PR #217, opened 2017-03-21
Add azurectl compute vm start.

smarlowucf:


schaefi:
ok, I'd like to move on and get your stuff in, I have updated the other PR in a way that we could merge without conflicts. Let's get your stuff in it looks great :)

PR #218, opened 2017-03-21
Fix mutable default values.

smarlowucf:
- Default values should not contain mutable objects such as lists.
- Default lists are created once at function definition instead of with each call.


smarlowucf:
@bear454 Would it be safe to remove the default for the validations.py method as well? The keys are required for the method to perform the given task.

schaefi:
Thanks, I wonder why the code checker did not complain earlier on this part

PR #219, opened 2017-03-31
Follow up fix for vm wait states

schaefi:
On reboot no state change can be determined from the API.
Thus we define the safe default and wait for the ReadyRole
even though the vm might already be in that state before
reboot

### DIFF
--- a/azurectl/commands/compute_vm.py
+++ b/azurectl/commands/compute_vm.py
@@ -292,8 +292,12 @@ class ComputeVmTask(CliTask):
             instance_name
         )
         if self.command_args['--wait']:
-            # FIXME: This is a problem, the state did not change during reboot
-            pass
+            # On reboot the state of the VM did not change in the API
+            # Thus there is no real chance to wait for the reboot to
+            # complete. The safe default is to wait for the ready role
+            self.__get_instance_state(
+                requested_state='ReadyRole', wait=True
+            )
         self.result.add(
             'reboot:' + instance_name,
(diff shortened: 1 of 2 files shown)


schaefi:
In reply to information from @smarlowucf 

> This is similar across the other providers (GCE, EC2). State doesn't change on a soft reboot. Don't  
> think there's a way to detect a soft reboot has finished aside from establishing an SSH connection.
> Ran into this issue with the testing framework. Had to force hard reboot and stop sshd prior to
> shutdown to prevent SSH  connection prior to reboot actually initiating.

> IMHO the best option is to keep it consistent with the other waits and  just wait for 'ReadyRole' similar 
> to __start_instance even though it doesn't change.

I agree to let's wait for the ready role on reboot

azurectl/commands/compute_vm.py
```diff
@@ -292,8 +292,12 @@ def __reboot_instance(self):
             instance_name
         )
         if self.command_args['--wait']:
-            # FIXME: This is a problem, the state did not change during reboot
-            pass
+            # On reboot the state of the VM did not change in the API
```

__________________________________________________

__The problem__.
All of the material needs to be reproduced exactly as it reads.

__Output below__.
PR #217, opened 2017-03-21
Add azurectl compute vm start.

smarlowucf:


schaefi:
ok, I'd like to move on and get your stuff in, I have updated the other PR in a way that we could merge without conflicts. Let's get your stuff in it looks great :)

PR #218, opened 2017-03-21
Fix mutable default values.

smarlowucf:
- Default values should not contain mutable objects such as lists.
- Default lists are created once at function definition instead of with each call.


smarlowucf:
@bear454 Would it be safe to remove the default for the validations.py method as well? The keys are required for the method to perform the given task.

schaefi:
Thanks, I wonder why the code checker did not complain earlier on this part

PR #219, opened 2017-03-31
Follow up fix for vm wait states

schaefi:
On reboot no state change can be determined from the API.
Thus we define the safe default and wait for the ReadyRole
even though the vm might already be in that state before
reboot

### DIFF
--- a/azurectl/commands/compute_vm.py
+++ b/azurectl/commands/compute_vm.py
@@ -292,8 +292,12 @@ class ComputeVmTask(CliTask):
             instance_name
         )
         if self.command_args['--wait']:
-            # FIXME: This is a problem, the state did not change during reboot
-            pass
+            # On reboot the state of the VM did not change in the API
+            # Thus there is no real chance to wait for the reboot to
+            # complete. The safe default is to wait for the ready role
+            self.__get_instance_state(
+                requested_state='ReadyRole', wait=True
+            )
         self.result.add(
             'reboot:' + instance_name,
(diff shortened: 1 of 2 files shown)


schaefi:
In reply to information from @smarlowucf 

> This is similar across the other providers (GCE, EC2). State doesn't change on a soft reboot. Don't  
> think there's a way to detect a soft reboot has finished aside from establishing an SSH connection.
> Ran into this issue with the testing framework. Had to force hard reboot and stop sshd prior to
> shutdown to prevent SSH  connection prior to reboot actually initiating.

> IMHO the best option is to keep it consistent with the other waits and  just wait for 'ReadyRole' similar 
> to __start_instance even though it doesn't change.

I agree to let's wait for the ready role on reboot

azurectl/commands/compute_vm.py
```diff
@@ -292,8 +292,12 @@ def __reboot_instance(self):
             instance_name
         )
         if self.command_args['--wait']:
-            # FIXME: This is a problem, the state did not change during reboot
-            pass
+            # On reboot the state of the VM did not change in the API
```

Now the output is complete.